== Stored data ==
PR #229, opened 2023-12-13
System power inactivity indicator

gpstar81:
After 1 minute of system inactivity while the Neutrona Wand and Proton Pack are powered down, the LED at the front of the Neutrona Wand body will start to blink after 1 minute to indicate the system still has power. This timer resets after any action is taken with the system.


source/NeutronaWand/NeutronaWand.ino
```diff
@@ -1757,6 +1757,47 @@ void mainLoop() {
...
+      // If the power indicator is enabled. Blink the LED on the Neutrona Wand body next to the clippard valve to indicator the system has battery power.
+      if(b_power_on_indicator == true && WAND_ACTION_STATUS == ACTION_IDLE && (b_pack_on != true || b_no_pack == true)) {
+        if(ms_power_indicator.isRunning() == true && ms_power_indicator.remaining() < 1) {
+          if(ms_power_indicator_blink.isRunning() != true || ms_power_indicator_blink.justFinished()) {
+            ms_power_indicator_blink.start(i_ms_power_indicator_blink);
+          }
+
+          switch(SYSTEM_MODE) {
+            case MODE_ORIGINAL:
+              if(b_pack_ion_arm_switch_on != true) {
```
nomakewan, line 1770: This line should be `if(b_pack_ion_arm_switch_on != true || b_no_pack == true)` as the check on line 190 sets b_pack_ion_arm_switch_on to true if b_gpstar_benchtest is set to true. Therefore there is no way for b_pack_ion_arm_switch_on to ever be false if b_gpstar_benchtest is true.

nomakewan (changes requested):
Only a super minor change specific to standalone wands, otherwise looks good!

source/NeutronaWand/NeutronaWand.ino
gpstar81: If in bench test, with mode original (stand alone wand with no pack), the ion arm switch flag is always going to be on no matter what, meaning the slo-blo LED will always be lit up in that mode in bench testing, so the indicator LED does not need to be lit up.

nomakewan: Then again, thinking about it, that means the standalone wand in MODE_ORIGINAL will always have the slo-blo light on anyway, which would serve the same purpose of warning someone that there's still power going to the wand.

So I suppose it's actually fine as-is? What do you think?

gpstar81: > Then again, thinking about it, that means the standalone wand in MODE_ORIGINAL will always have the slo-blo light on anyway, which would serve the same purpose of warning someone that there's still power going to the wand.
> 
> So I suppose it's actually fine as-is? What do you think?

Yup, that was the intention.

nomakewan: Darn you github for not actually updating! Yep, okay, then this is good to go!

nomakewan (approved):

source/NeutronaWand/NeutronaWand.ino
nomakewan: What we're saying is that this is only used to indicate to the human (not necessarily the actor in the Ghostbusters universe) that they forgot to fully power-down the wand. Because in MODE_SUPER_HERO if you just turn everything off but leave the battery connected, there's no way just by looking at it that you've done so.

Whereas in MODE_ORIGINAL the SLO-BLO light will remain on, so it'll be obvious that you left it connected to power.

gpstar81: I had a request from someone who said they accidentally left the battery on over night as they forgot about it. Thus having a led blink will notify the person that the battery is still on and feeding power to the system. 

In mode original, the slo-blo comes on as soon as the ion on switch is turned on, so that acts as a safety reminder in a sense. However when the ion-on switch is in the off position in mode original, then the blinking led system will resume for it.

DustinGrau: Ah, now that makes more sense. It really is a reminder to the owner that they've left things powered up from the battery, and this adds an additional indication when there is normally none.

== What needs to be done ==
The answer must consist of every line above that holds the string "suppose", copied exactly.

== Answer for the task ==
So I suppose it's actually fine as-is? What do you think?
> So I suppose it's actually fine as-is? What do you think?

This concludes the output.